III

Madame Michaïloff faisait bonne mine à Glouskine, mais lui en voulait à mort d'aller chez la marquise.

On se vit au théâtre, Glouskine ayant persuadé à madame Michaïloff qu'en restant chez elle, elle ferait une sotte figure; elle alla donc à l'avant-scène du Thalia, accompagnée de Son Excellence. La marquise et Vera étaient en face. Vera avait une robe neuve. Madame Michaïloff connaissait toutes les toilettes de la marquise, il n'y avait pas à s'y tromper. Le spectacle ne fut pas agréable pour madame Michaïloff, et le lendemain matin elle fut doucement surprise quand on vint lui dire que mademoiselle Dognieff était au salon. Elle entra hautaine.
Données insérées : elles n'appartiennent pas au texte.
PR #911, opened 2026-05-27
WIP backend: Don't use `downcast-rs` in API

ids1024:
We don't want anything from `downcast-rs` to be in the public API, so it isn't technically a public dependency (although that may not matter much). If we don't need it for much, we may as well drop the dep alltogether.

Without the `ObjectData: AsAny`, it seems the compiler can infer the trait is available, but gets "borrowed data escapes outside of method" errors?

### DIFF
--- a/wayland-backend/src/client_api.rs
+++ b/wayland-backend/src/client_api.rs
@@ -24,7 +24,8 @@ pub use crate::types::client::{InvalidId, NoWaylandLib, WaylandError};
 ///
 /// The methods of this trait will be invoked internally every time a
 /// new object is created to initialize its data.
-pub trait ObjectData: downcast_rs::DowncastSync {
+#[allow(private_bounds)]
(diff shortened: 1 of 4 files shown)


ids1024:
It would be nice if the compiler produced error messages that explained something about what's going on with vtables instead of confusing red herrings...

I wonder if we could just avoid some casts and store the correct traits instead of `Any`. I guess at least with Rust 1.86 upcasting that should be doable.

ids1024:
Or I guess it's using `Arc<dyn Any...>` in those places mainly to erase `D` type generics.

ids1024:
It seems Rust 1.86 casts handle everything except one use? Closing in favor of https://github.com/Smithay/wayland-rs/pull/912, which starts by moving to standard casts where supported. We don't seem to need an `IntoAnyArc` trait.

PR #919, opened 2026-05-30
experimental: add set_frozen request and protocol compatibility to xx-input-method

rano-oss:
Update vendored XML to match the experimental protocol changes: add set_frozen, protocol compat negotiation, supported features advertisement, and version bumps (v1 3->5, manager 3->4). Changed to use zwp_text_input_v3(.2)


ids1024:
Presumably this should only be merged and released here after https://gitlab.freedesktop.org/wayland/wayland-protocols/-/merge_requests/517 is merged?

rano-oss:
Agreed, made it a draft for now.

PR #84, opened 2016-07-29
Refactor external ID handling and add first pass of permissions step

syoung-smallwisdom:
Note: ResearchKit already has handling for asking users for required permissions for activities where the step requires them. The UX is not awesome and this step could _potentially_ be designed to display in an activity flow to explain why the request is being made.

I went with a simplified approach to the external ID where it _always_ asks for confirmation.

I also went with a simplified approach to the permissions where it will iterate through all the permissions where the user has not granted authorization and return an error indicating that changes require going through the settings.


BridgeAppSDK/SBANavigableOrderedTask.swift
```diff
@@ -34,13 +34,24 @@
...
- * Currently defined usage is to allow the SBANavigableOrderedTask to check if a step has a navigation rule.
+ Define the navigation rule as a protocol to allow for protocol-oriented extention (multiple inheritance).
+ Currently defined usage is to allow the SBANavigableOrderedTask to check if a step has a navigation rule.
  */
 public protocol SBANavigationRule: class, NSSecureCoding {
     func nextStepIdentifier(result: ORKTaskResult, additionalTaskResults:[ORKTaskResult]?) -> String?
 }
 
+/**
+ A naviation skip rule applies to this step to allow that step to be skipped.
```
Erin-Mounts: navi_g_ation

BridgeAppSDK/SBAPermissionsStep.swift
```diff
@@ -0,0 +1,214 @@
+//
+//  SBAPermissionsTask.swift
```
Erin-Mounts: SBAPermissions_Step_

Erin-Mounts:
couple of nits about typos, otherwise looks good, feel free to merge

PR #85, opened 2016-08-10
Survey scheduling

syoung-smallwisdom:
TODO: Verify the archive and uploading.

This includes both changes to externalID/permissions as a result of manual UI testing and changes to the surveys to use ORKQuestionStep (which apparently looks different from ORKFormStep).  I have not verified archive and uploading yet.


Erin-Mounts:
Looks good

PR #87, opened 2016-08-11
BRIDGE-1403 Consolidate duplicate step results

syoung-smallwisdom:
The voice activity uses ORKNavigationTask which includes duplicate results if the room is too loud. Consolidate the results into a single step.


Erin-Mounts:
looks good

PR #88, opened 2016-08-16
BRIDGE-1391 Modified the permissions step to allow for failing the task

syoung-smallwisdom:
If the permissions step is not optional and the given permissions are not all supported then the step will send a failed step message to the delegate.


Erin-Mounts:
looks good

Vera se leva et lui baisa la main en riant.

—Je viens te demander pardon et faire la paix.

—Ma chère, je te remercie, et te laisse à ta conscience. Pour combien de temps es-tu installée chez les Santa-Pierra?

—Eh! je ne m'en vais pas encore, et si tu le veux, je viendrai te voir souvent.

—On t'habille, je vois?

—C'est de ma robe d'hier que tu me parles? Oui, c'est un cadeau de la marquise.

L'entrevue fut aigre-douce. Madame Michaïloff triomphait.—Elle se ménage un abri, on aura assez d'elle là-bas; et, comme, au fond, voir revenir Vera lui convenait parfaitement, pour s'en donner honorablement la possibilité, elle fit ce jour-là à Glouskine une sorte de demi-éloge de sa cousine.

—Je suis aise de vous voir plus juste, elle est tout cela et plus encore.

Pour le coup, madame Michaïloff regretta du fond de l'âme de n'avoir point laissé Vera et ses qualités se faire valoir à Moscou; elle le dit à son mari, qui la consola en vantant les mérites de Vera, ajoutant qu'elle au moins rendait la maison possible.

—Tu verras, elle se mariera parfaitement.

—Je ne le crois pas.

—J'ai mon idée, et je serai surpris si je me trompe.

Madame Michaïloff ne daigna pas répondre.